EXERCISE MATERIALS below:

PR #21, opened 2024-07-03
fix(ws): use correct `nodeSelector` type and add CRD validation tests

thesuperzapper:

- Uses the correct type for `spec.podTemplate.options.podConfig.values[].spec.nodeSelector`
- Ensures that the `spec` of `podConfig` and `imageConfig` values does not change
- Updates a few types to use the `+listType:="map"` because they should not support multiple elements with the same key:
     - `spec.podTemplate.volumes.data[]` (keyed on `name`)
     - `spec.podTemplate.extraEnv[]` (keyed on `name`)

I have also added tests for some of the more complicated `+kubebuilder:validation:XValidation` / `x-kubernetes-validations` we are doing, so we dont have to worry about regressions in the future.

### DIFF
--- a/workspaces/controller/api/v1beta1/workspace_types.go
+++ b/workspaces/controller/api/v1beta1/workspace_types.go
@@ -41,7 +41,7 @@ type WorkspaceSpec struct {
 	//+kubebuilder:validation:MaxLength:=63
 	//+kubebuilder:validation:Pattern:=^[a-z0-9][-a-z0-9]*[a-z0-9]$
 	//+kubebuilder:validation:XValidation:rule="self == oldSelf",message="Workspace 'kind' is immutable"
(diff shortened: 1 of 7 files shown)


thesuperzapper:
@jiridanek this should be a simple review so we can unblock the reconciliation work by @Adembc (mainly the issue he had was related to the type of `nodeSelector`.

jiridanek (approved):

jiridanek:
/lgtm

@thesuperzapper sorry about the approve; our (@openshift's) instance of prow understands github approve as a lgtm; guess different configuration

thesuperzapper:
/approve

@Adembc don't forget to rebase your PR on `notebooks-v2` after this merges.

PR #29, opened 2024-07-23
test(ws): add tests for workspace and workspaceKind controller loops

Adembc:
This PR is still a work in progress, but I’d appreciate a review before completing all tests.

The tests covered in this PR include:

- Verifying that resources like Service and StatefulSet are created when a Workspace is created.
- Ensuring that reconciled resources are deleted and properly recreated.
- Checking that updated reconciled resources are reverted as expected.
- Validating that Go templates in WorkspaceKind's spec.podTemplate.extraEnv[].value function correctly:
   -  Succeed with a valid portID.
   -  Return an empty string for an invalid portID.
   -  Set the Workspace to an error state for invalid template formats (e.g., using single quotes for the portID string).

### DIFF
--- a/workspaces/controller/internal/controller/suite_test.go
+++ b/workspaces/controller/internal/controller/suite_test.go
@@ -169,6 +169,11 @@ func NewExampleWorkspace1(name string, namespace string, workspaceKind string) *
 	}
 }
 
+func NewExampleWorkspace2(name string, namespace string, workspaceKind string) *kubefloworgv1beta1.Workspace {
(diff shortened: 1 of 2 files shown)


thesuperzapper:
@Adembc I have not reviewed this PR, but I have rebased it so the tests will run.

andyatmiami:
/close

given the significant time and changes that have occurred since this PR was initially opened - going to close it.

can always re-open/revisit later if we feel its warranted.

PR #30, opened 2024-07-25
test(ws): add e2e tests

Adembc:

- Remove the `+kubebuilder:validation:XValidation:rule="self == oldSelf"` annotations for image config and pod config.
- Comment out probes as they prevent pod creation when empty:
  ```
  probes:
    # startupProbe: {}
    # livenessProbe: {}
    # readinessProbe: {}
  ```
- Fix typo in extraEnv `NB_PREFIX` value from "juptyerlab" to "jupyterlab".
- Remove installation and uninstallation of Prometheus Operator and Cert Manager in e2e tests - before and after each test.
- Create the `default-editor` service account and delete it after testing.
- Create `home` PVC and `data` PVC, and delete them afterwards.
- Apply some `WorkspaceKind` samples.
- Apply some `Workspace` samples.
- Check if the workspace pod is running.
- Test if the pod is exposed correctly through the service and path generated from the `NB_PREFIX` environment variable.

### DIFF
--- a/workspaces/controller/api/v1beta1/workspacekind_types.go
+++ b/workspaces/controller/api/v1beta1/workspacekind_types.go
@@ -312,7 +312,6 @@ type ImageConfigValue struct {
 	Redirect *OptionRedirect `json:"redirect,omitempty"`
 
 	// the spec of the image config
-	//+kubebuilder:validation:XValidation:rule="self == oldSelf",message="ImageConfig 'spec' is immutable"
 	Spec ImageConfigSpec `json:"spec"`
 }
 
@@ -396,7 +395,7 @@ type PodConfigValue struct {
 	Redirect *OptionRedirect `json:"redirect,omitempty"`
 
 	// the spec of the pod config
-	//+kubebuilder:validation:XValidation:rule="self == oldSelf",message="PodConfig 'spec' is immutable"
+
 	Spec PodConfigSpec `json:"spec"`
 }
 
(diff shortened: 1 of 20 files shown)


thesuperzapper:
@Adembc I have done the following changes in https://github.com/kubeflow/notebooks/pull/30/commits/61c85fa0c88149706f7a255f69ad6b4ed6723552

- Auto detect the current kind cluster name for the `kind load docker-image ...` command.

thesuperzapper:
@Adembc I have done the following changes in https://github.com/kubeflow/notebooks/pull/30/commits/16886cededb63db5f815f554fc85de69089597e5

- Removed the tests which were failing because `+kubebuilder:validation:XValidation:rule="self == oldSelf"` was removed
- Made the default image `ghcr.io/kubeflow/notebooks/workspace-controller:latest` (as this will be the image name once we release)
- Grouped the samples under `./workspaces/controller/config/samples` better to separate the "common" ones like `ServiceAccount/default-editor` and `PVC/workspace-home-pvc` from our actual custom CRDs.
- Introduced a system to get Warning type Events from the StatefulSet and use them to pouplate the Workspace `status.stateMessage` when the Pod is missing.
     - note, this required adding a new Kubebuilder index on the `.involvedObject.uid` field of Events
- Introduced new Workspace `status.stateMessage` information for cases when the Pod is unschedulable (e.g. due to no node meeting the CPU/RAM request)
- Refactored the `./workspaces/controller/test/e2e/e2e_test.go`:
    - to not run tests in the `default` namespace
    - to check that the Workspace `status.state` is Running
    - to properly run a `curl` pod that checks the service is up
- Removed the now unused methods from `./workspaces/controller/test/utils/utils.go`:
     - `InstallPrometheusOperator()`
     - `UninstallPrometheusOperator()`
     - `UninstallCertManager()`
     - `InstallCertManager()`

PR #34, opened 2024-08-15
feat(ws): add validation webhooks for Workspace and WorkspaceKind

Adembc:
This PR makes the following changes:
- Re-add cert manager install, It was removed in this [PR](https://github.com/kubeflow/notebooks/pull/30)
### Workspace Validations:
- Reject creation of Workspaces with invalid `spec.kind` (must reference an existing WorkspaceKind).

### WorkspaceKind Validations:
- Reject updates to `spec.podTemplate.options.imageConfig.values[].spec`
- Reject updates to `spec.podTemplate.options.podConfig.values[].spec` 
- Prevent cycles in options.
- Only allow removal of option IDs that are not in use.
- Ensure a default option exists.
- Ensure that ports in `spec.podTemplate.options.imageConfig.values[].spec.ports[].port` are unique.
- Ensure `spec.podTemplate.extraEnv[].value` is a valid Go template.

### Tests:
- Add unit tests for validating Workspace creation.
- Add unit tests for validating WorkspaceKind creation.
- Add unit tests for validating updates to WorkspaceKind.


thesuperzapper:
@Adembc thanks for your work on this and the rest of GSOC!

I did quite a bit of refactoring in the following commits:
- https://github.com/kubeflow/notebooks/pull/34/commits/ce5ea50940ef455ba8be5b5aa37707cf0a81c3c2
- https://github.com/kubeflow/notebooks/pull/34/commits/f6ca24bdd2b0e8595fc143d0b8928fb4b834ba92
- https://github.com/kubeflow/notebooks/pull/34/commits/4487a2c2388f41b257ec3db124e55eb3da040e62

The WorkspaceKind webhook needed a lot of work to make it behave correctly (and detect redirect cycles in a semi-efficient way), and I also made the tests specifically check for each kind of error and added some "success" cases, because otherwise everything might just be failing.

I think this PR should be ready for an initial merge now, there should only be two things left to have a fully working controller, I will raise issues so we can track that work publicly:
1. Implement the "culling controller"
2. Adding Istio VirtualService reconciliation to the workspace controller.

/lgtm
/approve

End of EXERCISE MATERIALS.

_WORK INSTRUCTIONS:_ Please transcribe exactly the lines above from the line that has "- Ensures that" up to and including the line that has "The tests covered"; no other line belongs in the answer.

_RESPONSE AREA:_
- Ensures that the `spec` of `podConfig` and `imageConfig` values does not change
- Updates a few types to use the `+listType:="map"` because they should not support multiple elements with the same key:
     - `spec.podTemplate.volumes.data[]` (keyed on `name`)
     - `spec.podTemplate.extraEnv[]` (keyed on `name`)

I have also added tests for some of the more complicated `+kubebuilder:validation:XValidation` / `x-kubernetes-validations` we are doing, so we dont have to worry about regressions in the future.

### DIFF
--- a/workspaces/controller/api/v1beta1/workspace_types.go
+++ b/workspaces/controller/api/v1beta1/workspace_types.go
@@ -41,7 +41,7 @@ type WorkspaceSpec struct {
 	//+kubebuilder:validation:MaxLength:=63
 	//+kubebuilder:validation:Pattern:=^[a-z0-9][-a-z0-9]*[a-z0-9]$
 	//+kubebuilder:validation:XValidation:rule="self == oldSelf",message="Workspace 'kind' is immutable"
(diff shortened: 1 of 7 files shown)


thesuperzapper:
@jiridanek this should be a simple review so we can unblock the reconciliation work by @Adembc (mainly the issue he had was related to the type of `nodeSelector`.

jiridanek (approved):

jiridanek:
/lgtm

@thesuperzapper sorry about the approve; our (@openshift's) instance of prow understands github approve as a lgtm; guess different configuration

thesuperzapper:
/approve

@Adembc don't forget to rebase your PR on `notebooks-v2` after this merges.

PR #29, opened 2024-07-23
test(ws): add tests for workspace and workspaceKind controller loops

Adembc:
This PR is still a work in progress, but I’d appreciate a review before completing all tests.

The tests covered in this PR include:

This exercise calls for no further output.